"""

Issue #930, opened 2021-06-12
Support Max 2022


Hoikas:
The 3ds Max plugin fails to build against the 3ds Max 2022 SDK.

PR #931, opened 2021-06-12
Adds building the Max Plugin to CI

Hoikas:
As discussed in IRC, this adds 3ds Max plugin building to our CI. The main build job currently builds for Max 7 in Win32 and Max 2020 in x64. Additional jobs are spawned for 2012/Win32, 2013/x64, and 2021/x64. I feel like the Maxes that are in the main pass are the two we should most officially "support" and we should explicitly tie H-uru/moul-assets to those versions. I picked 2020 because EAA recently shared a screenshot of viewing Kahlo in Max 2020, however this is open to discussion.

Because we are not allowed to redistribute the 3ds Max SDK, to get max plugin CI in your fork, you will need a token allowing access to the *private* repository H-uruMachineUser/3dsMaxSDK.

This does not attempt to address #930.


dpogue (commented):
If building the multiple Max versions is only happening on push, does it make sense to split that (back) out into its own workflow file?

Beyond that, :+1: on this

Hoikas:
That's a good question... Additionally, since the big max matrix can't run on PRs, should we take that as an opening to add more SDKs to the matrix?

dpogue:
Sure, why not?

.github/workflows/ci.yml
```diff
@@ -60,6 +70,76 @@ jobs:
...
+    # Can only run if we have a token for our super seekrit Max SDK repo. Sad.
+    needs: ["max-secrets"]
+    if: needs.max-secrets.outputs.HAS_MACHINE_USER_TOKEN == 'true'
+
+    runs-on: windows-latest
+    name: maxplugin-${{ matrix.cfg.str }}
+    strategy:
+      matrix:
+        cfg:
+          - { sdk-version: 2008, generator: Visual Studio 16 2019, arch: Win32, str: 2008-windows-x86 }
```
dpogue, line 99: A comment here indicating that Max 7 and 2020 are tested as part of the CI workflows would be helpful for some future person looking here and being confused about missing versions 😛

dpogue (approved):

"""
"""

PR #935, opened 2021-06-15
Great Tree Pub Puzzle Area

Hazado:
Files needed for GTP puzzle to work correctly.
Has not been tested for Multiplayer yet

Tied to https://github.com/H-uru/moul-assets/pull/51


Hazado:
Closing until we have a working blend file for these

"""
"""

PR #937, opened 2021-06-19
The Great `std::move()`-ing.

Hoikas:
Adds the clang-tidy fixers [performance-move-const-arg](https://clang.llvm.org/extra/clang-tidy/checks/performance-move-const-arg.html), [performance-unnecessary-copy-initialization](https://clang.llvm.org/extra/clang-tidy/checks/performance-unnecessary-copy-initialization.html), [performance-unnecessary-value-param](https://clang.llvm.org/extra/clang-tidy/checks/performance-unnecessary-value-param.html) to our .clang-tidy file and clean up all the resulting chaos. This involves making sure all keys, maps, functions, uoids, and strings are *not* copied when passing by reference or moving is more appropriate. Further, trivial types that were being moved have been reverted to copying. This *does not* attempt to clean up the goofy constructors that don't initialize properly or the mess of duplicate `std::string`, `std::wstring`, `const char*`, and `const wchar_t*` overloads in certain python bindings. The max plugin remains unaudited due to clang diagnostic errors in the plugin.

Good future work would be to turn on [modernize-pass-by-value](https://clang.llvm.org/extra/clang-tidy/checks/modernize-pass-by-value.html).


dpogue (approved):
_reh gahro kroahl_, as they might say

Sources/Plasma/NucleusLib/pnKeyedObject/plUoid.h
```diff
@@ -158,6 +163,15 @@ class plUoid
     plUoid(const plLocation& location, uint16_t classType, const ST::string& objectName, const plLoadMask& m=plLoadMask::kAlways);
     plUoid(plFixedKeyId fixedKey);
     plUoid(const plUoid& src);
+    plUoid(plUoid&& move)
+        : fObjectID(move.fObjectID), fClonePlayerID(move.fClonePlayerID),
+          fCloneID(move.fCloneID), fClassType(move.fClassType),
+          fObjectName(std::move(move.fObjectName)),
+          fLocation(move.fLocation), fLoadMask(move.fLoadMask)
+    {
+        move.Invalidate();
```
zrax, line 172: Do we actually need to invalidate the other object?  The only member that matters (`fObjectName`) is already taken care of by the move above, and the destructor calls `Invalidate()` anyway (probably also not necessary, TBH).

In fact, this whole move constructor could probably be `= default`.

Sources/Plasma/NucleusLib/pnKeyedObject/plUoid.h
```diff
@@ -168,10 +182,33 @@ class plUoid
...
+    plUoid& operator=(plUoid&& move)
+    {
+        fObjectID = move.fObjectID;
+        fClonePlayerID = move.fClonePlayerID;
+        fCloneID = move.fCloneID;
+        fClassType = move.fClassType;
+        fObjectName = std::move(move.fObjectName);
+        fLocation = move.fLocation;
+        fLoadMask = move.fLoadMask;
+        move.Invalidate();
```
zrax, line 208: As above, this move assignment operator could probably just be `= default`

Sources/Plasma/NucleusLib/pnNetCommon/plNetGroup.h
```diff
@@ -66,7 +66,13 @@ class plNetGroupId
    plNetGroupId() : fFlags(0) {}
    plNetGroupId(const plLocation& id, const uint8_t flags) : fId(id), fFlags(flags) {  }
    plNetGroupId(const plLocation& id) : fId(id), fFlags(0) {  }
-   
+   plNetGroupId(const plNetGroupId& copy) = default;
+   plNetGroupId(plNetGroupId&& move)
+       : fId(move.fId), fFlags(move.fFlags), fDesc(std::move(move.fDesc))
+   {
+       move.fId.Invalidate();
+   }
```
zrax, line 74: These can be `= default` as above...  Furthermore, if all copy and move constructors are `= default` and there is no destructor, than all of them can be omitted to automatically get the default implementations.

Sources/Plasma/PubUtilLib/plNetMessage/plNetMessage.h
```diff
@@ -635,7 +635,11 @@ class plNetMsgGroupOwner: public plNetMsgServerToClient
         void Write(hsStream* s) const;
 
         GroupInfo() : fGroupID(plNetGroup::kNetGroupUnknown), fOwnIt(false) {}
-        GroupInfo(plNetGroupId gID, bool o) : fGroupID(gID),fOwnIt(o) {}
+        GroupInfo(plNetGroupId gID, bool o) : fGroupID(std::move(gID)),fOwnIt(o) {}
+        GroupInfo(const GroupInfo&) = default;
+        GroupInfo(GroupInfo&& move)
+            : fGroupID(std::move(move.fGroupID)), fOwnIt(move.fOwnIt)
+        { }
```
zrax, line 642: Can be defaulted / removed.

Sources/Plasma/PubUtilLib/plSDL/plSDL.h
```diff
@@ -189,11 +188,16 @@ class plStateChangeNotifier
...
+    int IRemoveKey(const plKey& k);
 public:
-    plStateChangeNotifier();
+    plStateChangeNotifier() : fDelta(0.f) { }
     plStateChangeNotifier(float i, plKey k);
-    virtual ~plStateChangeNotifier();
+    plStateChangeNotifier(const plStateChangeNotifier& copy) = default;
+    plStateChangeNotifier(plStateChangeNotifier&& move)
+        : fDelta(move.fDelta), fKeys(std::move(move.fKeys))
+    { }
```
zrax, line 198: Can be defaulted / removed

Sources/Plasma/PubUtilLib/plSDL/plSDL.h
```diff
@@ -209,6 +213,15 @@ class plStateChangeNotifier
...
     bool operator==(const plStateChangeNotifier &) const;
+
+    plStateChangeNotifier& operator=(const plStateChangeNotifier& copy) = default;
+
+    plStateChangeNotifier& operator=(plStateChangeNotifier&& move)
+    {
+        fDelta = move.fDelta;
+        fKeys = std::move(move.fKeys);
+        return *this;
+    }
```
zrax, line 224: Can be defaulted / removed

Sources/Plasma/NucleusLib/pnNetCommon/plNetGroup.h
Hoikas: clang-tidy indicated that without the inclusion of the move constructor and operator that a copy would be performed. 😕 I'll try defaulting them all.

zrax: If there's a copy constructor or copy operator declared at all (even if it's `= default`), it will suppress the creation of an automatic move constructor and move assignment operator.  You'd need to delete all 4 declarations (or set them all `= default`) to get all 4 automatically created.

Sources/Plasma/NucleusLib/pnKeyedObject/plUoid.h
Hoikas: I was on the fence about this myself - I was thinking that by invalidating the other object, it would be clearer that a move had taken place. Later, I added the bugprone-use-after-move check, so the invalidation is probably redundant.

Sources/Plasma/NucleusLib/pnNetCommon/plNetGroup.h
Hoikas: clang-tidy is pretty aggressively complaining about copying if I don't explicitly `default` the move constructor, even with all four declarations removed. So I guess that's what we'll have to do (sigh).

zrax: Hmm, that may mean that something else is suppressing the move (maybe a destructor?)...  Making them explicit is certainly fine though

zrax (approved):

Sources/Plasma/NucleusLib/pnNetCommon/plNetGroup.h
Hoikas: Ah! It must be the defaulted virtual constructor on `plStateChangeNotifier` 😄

"""

# [What to do]
Count how many lines in the data contain the word "plUoid", giving the number without comment.

# [Output of the task]
10